Трясущимися руками запер шкафчик.
— Много работаешь, — сказал я.
— А? Да, верно, у меня было…
Он замолчал и тяжело сел на лавку. Я спросил:
— Ты себя хорошо чувствуешь?
— Отлично. Ты-то сам как?
— В пятницу встречаюсь с правлением.
— Верно. Тебя больше не будут финансировать. Вечно одно и то же.
— Да я и не слишком волнуюсь, — отмахнулся я. — Я хочу сказать — по-моему, все идет хорошо. Мои исследования не стоят на месте, дело движется, у меня чертовски хорошие результаты.
— Я знаком с Франком Паульссоном из правления, — сказал Лapc и поднялся.
— Правда? Как?
— В армии вместе служили, в Будене. Он головастый и довольно открытый.
— Это хорошо, — тихо сказал я.
Мы вышли из раздевалки, и Ларс схватил меня за руку:
— Хочешь, я позвоню ему и просто попрошу, чтобы они поставили на тебя?
— А можно? — спросил я.
— Вряд ли, но чем черт не шутит.
— Тогда пусть все остается как есть, — улыбнулся я.
— Но ты же должен продолжать исследования.
— Все устроится.
— Кто знает.
Я посмотрел на него и нерешительно сказал:
— Хотя это, может, было бы глупо.
— Я позвоню Паульссону вечером.
Я кивнул. Ларс, улыбаясь, легонько хлопнул меня по спине.

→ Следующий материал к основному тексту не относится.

PR #6440, opened 2024-02-19
feat(tax): adds getItemTaxLines

srindom:
**What**
- Selects the correct tax line for an item given a calculation context.

**For later PR**
- Consider optimizations. Some thoughts:
  - Even with global sales the number of rates in the DB is not likely to grow beyond ~1000.
  - Can large orders with hundreds of items optimize somehow?
  - Does it make sense to write a custom SQL query to do this?
- Support combined rate.

**Test cases covered**
The selection of tax rates take the following priority:

1. specific product rules - province
2. specific product type rules - province
3. default province rules
4. specific product rules - country
5. specific product type rules - country
6. default country rules

There are test cases for each of them under the following data seed structure:

### **US** 
- **Default Rate**: 2%
- **Sub-Regions**
  - CA 
    - Default Rate: 5%
    - Overrides
      - Reduced rate (for 3 product ids): 3%
      - Reduced rate (for product type): 1%
  - NY 
    - Default rate: 6%
  - FL 
    - Default rate: 4%
- **Overrides**
  - None

### **Denmark** 
- **Default rate:** 25% 
- **Sub-Regions**
  - None
- **Overrides**
  -  None

### **Germany** 
- **Default Rate:** 19%
- **Sub-Regions**
  - None
- **Overrides:**
  - Reduced Rate (for product type) - 7%

### **Canada** 
- **Default rate**: 5%
- **Sub-Regions**
  - QC 
    - Default rate: 2%
    - Overrides:
      - Reduced rate (for same product type as country reduced rate): 1%
  - BC 
    - Default rate: 2%
- **Overrides**
  - Reduced rate (for product id) - 3%
  - Reduced rate (for product type) - 3.5%


packages/tax/src/services/tax-module-service.ts
```diff
@@ -166,4 +167,145 @@ export default class TaxModuleService<
...
+            country_code: calculationContext.address.country_code,
+            province_code: calculationContext.address.province_code,
+          },
+        ],
+      },
+      {},
+      sharedContext
+    )
+
+    const toReturn = await promiseAll(
```
carlos-r-l-rodrigues, line 194: Not a blocker, but ideally we should query the DB just once here.
First aggregating all the items to compose a single query to call `this.taxRateService_.list(`, then we map the items with the their priority rates.

packages/tax/src/services/tax-module-service.ts
```diff
@@ -166,4 +167,145 @@ export default class TaxModuleService<
...
   }
+
+  async getTaxLines(
+    items: (TaxTypes.TaxableItemDTO | TaxTypes.TaxableShippingDTO)[],
+    calculationContext: TaxTypes.TaxCalculationContext,
+    @MedusaContext() sharedContext: Context = {}
+  ): Promise<(TaxTypes.ItemTaxLineDTO | TaxTypes.ShippingTaxLineDTO)[]> {
+    const regions = await this.taxRegionService_.list(
+      {
+        $or: [
```
sradevski, line 179: Wouldn't 
```
{
  country_code: calculationContext.address.country_code
}
```

have the same result? Or is the country optional, so we would like to only fetch by province if it's not provided?

packages/tax/src/services/tax-module-service.ts
```diff
@@ -166,4 +167,145 @@ export default class TaxModuleService<
...
+        let ruleQuery = isShipping
+          ? [
+              {
+                reference: "shipping_option",
+                reference_id: item.shipping_option_id,
+              },
+            ]
+          : [
+              {
+                reference: "product",
```
sradevski: Are we sure that product_id and product_type_id will exist? Might be good to do some validation beforehand.

packages/tax/src/services/tax-module-service.ts
```diff
@@ -166,4 +167,145 @@ export default class TaxModuleService<
...
+        ],
+      },
+      {},
+      sharedContext
+    )
+
+    const toReturn = await promiseAll(
+      items.map(async (item) => {
+        const isShipping = "shipping_option_id" in item
+        let ruleQuery = isShipping
```
sradevski: We have quite a bit of nesting here, I'd suggest we break this method down with a couple of helper methods (eg. `getRulesForItem` or `getRatesForItem`, and the rest can stay in-line)

packages/tax/src/services/tax-module-service.ts
```diff
@@ -166,4 +167,145 @@ export default class TaxModuleService<
...
+          rate: rate.rate,
+          code: rate.code,
+          name: rate.name,
+        }
+
+        if (isShipping) {
+          return [{ shipping_line_id: item.id, ...toReturn }]
+        }
+
+        return [{ line_item_id: item.id, ...toReturn }]
```
sradevski: Why do we return an array, just to flatten it afterwards?

packages/tax/src/services/tax-module-service.ts
```diff
@@ -166,4 +167,145 @@ export default class TaxModuleService<
...
+              rule.reference_id === item.product_type_id)
+          )
+        })
+
+        if (matchingRules.length !== 0) {
+          if (matchingRules.some((rule) => rule.reference === "product")) {
+            isProductMatch = true
+          } else {
+            isProductTypeMatch = true
+          }
```
riqwan: could also be shipping here:

```suggestion
          } else if (matchingRules.some((rule) => rule.reference === "product_type")) {
            isProductTypeMatch = true
          }
```

packages/tax/src/services/tax-module-service.ts
sradevski: Actually looking at the code below as well, a better approach might be to simply do:
```
if (isShipping)
 return getShippingRate

return productRate
```

And then the two calculation are independent. It will result in a bit of code duplication, but you will have far less conditionals, so it will be much easier to read and follow.

packages/tax/src/services/tax-module-service.ts
```diff
@@ -166,4 +167,145 @@ export default class TaxModuleService<
...
+    item: TaxTypes.TaxableItemDTO | TaxTypes.TaxableShippingDTO
+  ) {
+    const isShipping = "shipping_option_id" in item
+
+    const decoratedRates: (TTaxRate & {
+      priority_score: number
+    })[] = rates.map((rate) => {
+      let isProductMatch = false
+      let isProductTypeMatch = false
+      if (rate.rules.length !== 0) {
```
sradevski: Doing an early return reduces the nesting, eg.
```
if (!rate.rules.length)
 return
...
```

packages/tax/src/services/tax-module-service.ts
```diff
@@ -166,4 +167,145 @@ export default class TaxModuleService<
...
+        }
+
+        return [{ line_item_id: item.id, ...toReturn }]
+      })
+    )
+
+    return toReturn.flat()
+  }
+
+  private prioritizeRates(
```
carlos-r-l-rodrigues: Is it possible to have something a bit more generic here?
Something a bit like this:

```typescript
const taxProperties = {
  province_code: { weight: 50 },
  is_default: { weight: 10 },
}

const itemProperties = {
  product_id: { weight: 100 },
  product_type_id: { weight: 50 },
  shipping_option_id: { weight: 100 },
  // any other item property
}

function prioritizeRates(rates, item) {
  const calculateWeight = (rate) => {
    let weight = rate.is_default ? itemProperties.is_default.weight : 0

    for (const property in taxProperties) {
      if (rate.tax_region[property] === null) {
        continue
      }

      const ruleConfig = taxProperties[property]
      weight += ruleConfig.weight
    }

    for (const rule of rate.rules) {
      const itemProperty = `${rule.reference}_id`
      if (!(itemProperty in itemProperties) || !(itemProperty in item)) {
        continue
      }

      if (rule.reference_id === item[itemProperty]) {
        const ruleConfig = itemProperties[itemProperty]
        weight += ruleConfig.weight
      }
    }

    return weight
  }

  return rates
    .map((rate) => ({ ...rate, weight: calculateWeight(rate) }))
    .sort((a, b) => b.weight - a.weight) // weight DESC
}
```
forgive any mistake here, it was a quick implementation of an idea. If not applicable, just disregard it.

packages/tax/src/services/tax-module-service.ts
```diff
@@ -166,4 +167,145 @@ export default class TaxModuleService<
...
+              { $or: [{ is_default: true }, { rules: { $or: ruleQuery } }] },
+            ],
+          },
+          { relations: ["rules", "tax_region"] },
+          sharedContext
+        )
+
+        const prioritizedRates = this.prioritizeRates(rates, item)
+
+        const rate = prioritizedRates[0]
```
riqwan: suggestion: to add a validation here if rate is not found.

packages/tax/src/services/tax-module-service.ts
```diff
@@ -166,4 +167,145 @@ export default class TaxModuleService<
...
+        const toReturn = {
+          rate_id: rate.id,
+          rate: rate.rate,
+          code: rate.code,
+          name: rate.name,
+        }
+
+        if (isShipping) {
+          return [{ shipping_line_id: item.id, ...toReturn }]
```
riqwan: q: can this have multiple returns?

packages/tax/src/services/tax-module-service.ts
```diff
@@ -166,4 +167,145 @@ export default class TaxModuleService<
   ) {
     return await this.taxRateRuleService_.create(data, sharedContext)
   }
+
+  async getTaxLines(
```
adrien2p, line 172: todo: InjectManager

packages/tax/src/services/tax-module-service.ts
adrien2p, line 179: curiours to see if this would work instead
```ts
{
  country_code: calculationContext.address.country_code,
  province_code: [null, calculationContext.address.province_code]
}
```

packages/tax/src/services/tax-module-service.ts
```diff
@@ -166,4 +167,145 @@ export default class TaxModuleService<
...
+      }
+      if (isDefault && !isProvince) {
+        return { ...rate, priority_score: 6 }
+      }
+
+      return { ...rate, priority_score: 7 }
+    })
+
+    return decoratedRates.sort(
+      (a, b) => (a as any).priority_score - (b as any).priority_score
```
riqwan, line 376: suggestion: add a local type and reuse here to remove any. 

```
(TTaxRate & {
      priority_score: number
    })
```

riqwan (approved):
Readability takes a bit of a hit here with the multi-nests. LGTM otherwise with some comments.

packages/tax/src/services/tax-module-service.ts
```diff
@@ -166,4 +167,145 @@ export default class TaxModuleService<
...
+    const isShipping = "shipping_option_id" in item
+
+    const decoratedRates: (TTaxRate & {
+      priority_score: number
+    })[] = rates.map((rate) => {
+      let isProductMatch = false
+      let isProductTypeMatch = false
+      if (rate.rules.length !== 0) {
+        const matchingRules = rate.rules.filter((rule) => {
+          if (isShipping) {
```
adrien2p: there is quite a few early return that can be made here

packages/tax/src/services/tax-module-service.ts
```diff
@@ -166,4 +167,145 @@ export default class TaxModuleService<
...
+        return { ...rate, priority_score: 4 }
+      }
+      if (isProductTypeMatch && !isProvince) {
+        return { ...rate, priority_score: 5 }
+      }
+      if (isDefault && !isProvince) {
+        return { ...rate, priority_score: 6 }
+      }
+
+      return { ...rate, priority_score: 7 }
```
adrien2p:
```suggestion
const result = { ...rate, priority_score: 7 }

if ((isShipping || isProductMatch) && isProvince) {
  result.priority_score = 1
}
if (isProductTypeMatch && isProvince) {
  result.priority_score = 2
}
if (isDefault && isProvince) {
  result.priority_score = 3
}
if (isProductMatch && !isProvince) {
  result.priority_score = 4
}
if (isProductTypeMatch && !isProvince) {
  result.priority_score = 5
}
if (isDefault && !isProvince) {
  result.priority_score = 6
}

return result
```

adrien2p (commented):
to complete other comments

packages/tax/src/services/tax-module-service.ts
srindom: The idea is that we as a maximum only get the country region and the province region. That maps to:
1. A region where the country code is set and the province code is not set.
2. A region where both the country code and the province code is set.

If we just listed all regions with the country code we would get a all province regions too. I.e. NY in US should only give:
- US
- US, NY

Your suggestion would give:
- US
- US, NY
- US, CA
- etc. etc.

srindom: This doesn't work - but don't understand why? It seems like it should work

adrien2p: yeah I would have expected that to work too, nevermind we can see that later

packages/tax/src/services/tax-module-service.ts
srindom: Some rates may be combinable - this is coming in a future PR :)

packages/tax/src/services/tax-module-service.ts
srindom: Love this idea!

srindom: After playing around with it I think I will stick with what's there for now. Reason being:
1. It's tricky to figure out what the exact priority of combinations are with this.
2. Right now we pull out all rules for an override rate (which might be a lot), this should change to only pull out the rates relevant to the item. This will simplify the current model more and maybe make this approach less relevant.

packages/tax/src/services/tax-module-service.ts
srindom: I would be really keen to have just one query to the DB that does all this stuff in one shot.

packages/tax/src/services/tax-module-service.ts
srindom: We know that the reference_id will exist and we know that the item will exist so we may have:
```
"somereferenceid" === undefined
```
but that should be alright. right?

packages/tax/src/services/tax-module-service.ts
sradevski: Yes you are right, understood what the intention is 👍

carlos-r-l-rodrigues (approved):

Когда мы в скрипящих кроссовках выходили в гулкий просторный зал, Лapc неожиданно спросил:
— Ты не хотел бы взять у меня пациентку?
— А в чем дело?
— У меня не хватает на нее времени, — объяснил он.
— К сожалению, я уже набрал группу.
— Ладно.
Я начал растягиваться, ожидая, когда освободится пятая дорожка. Ларс топтался рядом, проводя рукой по волосам и откашливаясь.
— По-моему, Эва Блау подходит для твоей группы, — сказал он. — Потому что она черт знает как завязана на травме. Во всяком случае, мне так кажется. Не могу пробить ее скорлупу, ни единого раза не получилось.
— Я с удовольствием что-нибудь посоветую, если ты…
— Посоветуешь? — перебил он и понизил голос: — Если честно, мне с ней все ясно.
— Что-нибудь случилось? — спросил я.
— Да нет… Я думал, что она очень тяжело болела, в смысле — физически.